Work required - Each record below should be written out again exactly as given.

▽

PR #1625, opened 2026-07-10
perf(block): parallelize the cold-read demand fetch

marmos91:
## Problem

A cold read — one that needs CAS blocks not in the local cache — fetched them from the S3 remote **one blocking GET at a time** in the caller's goroutine (`Syncer.EnsureAvailableAndRead`). Throughput pinned at `blockSize / latency`: one round-trip per 8 MiB block ≈ **159 MB/s** at ~50 ms RTT (measured, and the arithmetic matches exactly). Competitors saturate S3 with many parallel GETs.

△

Task result -
PR #1625, opened 2026-07-10
perf(block): parallelize the cold-read demand fetch

marmos91:
## Problem

A cold read — one that needs CAS blocks not in the local cache — fetched them from the S3 remote **one blocking GET at a time** in the caller's goroutine (`Syncer.EnsureAvailableAndRead`). Throughput pinned at `blockSize / latency`: one round-trip per 8 MiB block ≈ **159 MB/s** at ~50 ms RTT (measured, and the arithmetic matches exactly). Competitors saturate S3 with many parallel GETs.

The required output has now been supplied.